In 1940, when Plath was eight years old, her father died as a result of complications from diabetes. He had been a strict father, and both his authoritarian attitudes and his death drastically defined her relationships and her poems—most notably in her elegaic and infamous poem "Daddy."

Even in her youth, Plath was ambitiously driven to succeed. She kept a journal from the age of eleven and published her poems in regional magazines and newspapers. Her first national publication was in the Christian Science Monitor in 1950, just after graduating from high school.

In 1950, Plath matriculated at Smith College. She was an exceptional student, and despite a deep depression she went through in 1953 and a subsequent suicide attempt, she managed to graduate summa cum laude in 1955.

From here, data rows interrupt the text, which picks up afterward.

PR #586, opened 2016-11-22
refactor/tests: re-enable some mock-crust tests

Fraser999:
Also renames any "test" mods to "tests".

Although the diff for [tests/network.rs](https://github.com/maidsafe/safe_vault/compare/dev...Fraser999:MAID-1679?expand=1#diff-fc594075c6df4aa13e74822d88e34a9e) is large, the only change there was to remove the `mod test` scope and run rustfmt.

### DIFF
--- a/tests/data_manager.rs
+++ b/tests/data_manager.rs
@@ -15,12 +15,8 @@
 // Please review the Licences for the specific language governing permissions and limitations
 // relating to use of the SAFE Network Software.
 
-// For explanation of lint checks, run `rustc -W help` or see
-// https://github.com/maidsafe/QA/blob/master/Documentation/Rust%20Lint%20Checks.md
-
 use rand::Rng;
 use rand::distributions::{IndependentSample, Range};
-
 use routing::{AppendWrapper, AppendedData, Authority, Data, DataIdentifier, Event, FullId,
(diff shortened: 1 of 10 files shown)


tests/data_manager.rs
```diff
@@ -1084,22 +1040,12 @@ fn caching_with_data_close_to_proxy_node() {
...
-
-fn gen_random_immutable_data_not_close_to<R: Rng>(_node: &TestNode, _rng: &mut R) -> Data {
-    unimplemented!();
-    // loop {
-    //     let data = Data::Immutable(test_utils::random_immutable_data(10, rng));
-    //     if !node.routing_table().is_close(&data.name(), MIN_GROUP_SIZE) {
-    //         return data;
-    //     }
-    // }
+fn generate_cache_data<R: Rng>(node: &TestNode, rng: &mut R, close_to_node: bool) -> Data {
```
maqi: the function name doesn't indicate the data needs to be generated with range expectation?

Fraser999: Yeah - wasn't sure how to indicate it could be close to _or_ not close to `node` without having a huge function name!

afck: Can't think of a better name either. And I think the parameter name makes that clear enough maybe.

After graduation, Plath moved to Cambridge, England, on a Fulbright Scholarship. In early 1956, she attended a party and met the English poet Ted Hughes. Shortly thereafter, Plath and Hughes were married, on June 16, 1956.

Plath returned to Massachusetts in 1957 and began studying with Robert Lowell. Her first collection of poems, Colossus, was published in 1960 in England, and two years later in the United States. She returned to England, where she gave birth to her children Frieda and Nicholas, in 1960 and 1962, respectively.

In 1962, Ted Hughes left Plath for Assia Gutmann Wevill. That winter, in a deep depression, Plath wrote most of the poems that would comprise her most famous book, Ariel.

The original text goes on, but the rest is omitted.